- Theatrical release poster
- Directed by: Maja Miloš
- Written by: Maja Miloš
- Produced by: Srđan Golubović; Jelena Mitrović;
- Starring: Isidora Simijonović
- Cinematography: Vladimir Simić
- Production company: Film House Baš Čelik
- Release dates: 27 January 2012 (IFFR); 12 April 2012 (Serbia);
- Running time: 102 minutes
- Country: Serbia
- Language: Serbian

= Clip (film) =

2012 film

Clip (Клип) is a 2012 Serbian drama film written and directed by Maja Miloš, her first time directing, and starring Isidora Simijonović in her first film role.
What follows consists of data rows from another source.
PR #2242, opened 2026-06-25
Implement no_repeat_ngram_size for CPU search

### LINKED ISSUE #2241: no_repeat_ngram_size search option is parsed but never applied
## Description
The `no_repeat_ngram_size` search option is parsed from `genai_config.json` and is settable at runtime (via `set_search_options(...)` in Python and `OgaGeneratorParamsSetSearchNumber` in the C API), but it is never applied during generation. No logits processor enforces it, so the option silently has no effect.

In `src/config.h` the field was even annotated `// Unused param`.

## Impact
Greedy decoding can emit unbounded repeated n-grams. For example, encoder-decoder translation models can fall into a degenerate loop on noisy/degenerate input and repeat the same n-gram until they hit `max_length`, producing output like `当然当然当然...` / `谢谢谢...` instead of terminating.

## Repro
Using any model with greedy decoding (`do_sample=false`, `top_k=1`) and `no_repeat_ngram_size=3`, the generated sequence still contains repeated 3-grams. Setting the option has no observable effect on the output.

## Expected
`no_repeat_ngram_size=N` should ban any token that would complete an already-seen n-gram of size N, matching HuggingFace `no_repeat_ngram_size` semantics.

## Environment
- onnxruntime-genai 0.14.0.dev0
- CPU execution provider

mustjab:
The no_repeat_ngram_size search option was parsed from genai_config.json and settable via set_search_options / OgaGeneratorParamsSetSearchNumber, but no logits processor enforced it, so it had no effect. Greedy decoding could emit unbounded repeated n-grams (e.g. Marian translation looping to max_length on degenerate input).

Add a CPU logits processor that bans any token which would complete an already-seen n-gram of the configured size, matching HuggingFace no_repeat_ngram_size semantics.

Changes:
- search.h: virtual ApplyNoRepeatNgram no-op default (CUDA/beam unaffected), Search_Cpu override.
- search.cpp: ApplyNoRepeatNgram implementation.
- generators.cpp, engine/request.cpp: invoke after ApplyRepetitionPenalty.
- config.h: document the field.
- sampling_tests.cpp: NoRepeatNgramCorrectnessCpu unit test.


src/search.cpp
```diff
@@ -580,4 +580,43 @@ void Search_Cpu::ApplyRepetitionPenalty(float penalty) {
   }
 }
 
+void Search_Cpu::ApplyNoRepeatNgram(int ngram_size) {
```
kunal-vaishnavi, line 587: Do you plan to add a CUDA implementation for `no_repeat_ngram_size`? If not, can we add a one-time warning somewhere so that if `no_repeat_ngram_size` is attempted, the gap is documented?

mustjab: Wasn't planning to add CUDA implementation but did update change with documentation. Let me know if you think that we should implement this for CUDA as well.

kunal-vaishnavi: We should implement this for CUDA as well. Otherwise, there won't be feature parity across EPs.

kunal-vaishnavi (dismissed):

src/search.h
```diff
@@ -28,6 +30,22 @@ struct Search : LeakChecked<Search> {
   // Scoring features
   virtual void ApplyMinLength(int min_length) = 0;
   virtual void ApplyRepetitionPenalty(float penalty) = 0;
+  // Bans tokens that would complete an already-seen n-gram of size ngram_size.
+  // Backends that don't implement it (e.g. CUDA) fall back to this default, which
+  // warns once if the option is set so the request is not silently ignored. Defined
+  // inline (like the other Search defaults) so it links into the standalone CUDA
+  // shared library, which does not compile search.cpp.
+  virtual void ApplyNoRepeatNgram(int ngram_size) {
```
baijumeswani, line 33: Why warn instead of hard fail? If user requested it and it does not work on cuda, I would expect it to fail.

mustjab: Agreed. I changed the default backend implementation to throw when a positive no_repeat_ngram_size is requested. CUDA will now fail during GenerateNextToken() instead of warning and continuing without enforcing the constraint. The CPU implementation is unchanged.

baijumeswani (approved):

The film's title derives from the many short cell phone videos made by the film's central character, Jasna (Simijonović), a troubled teenager whose family is falling apart. The film was released in Serbia on 12 April 2012 at Belgrade's Sava Centar. Simijonović won the award for the best actress at the Vilnius International Film Festival and 'The Golden Hazelnut' (Zlatni lešnik) award for the best actress at the fifth International Festival of Film Direction in Leskovac.

==Reception==
The film holds a rating of 43% on review aggregator website Rotten Tomatoes and a score of 54 on Metacritic.

===Controversy===
Due to its realistic depiction of sex between minors (Simijonović was 14 when production began), the film was banned in Russia as child pornography. In interviews, Miloš said that prosthetics, dildos, special visual effects, and body doubles had been used, and that the film had a long post-production period.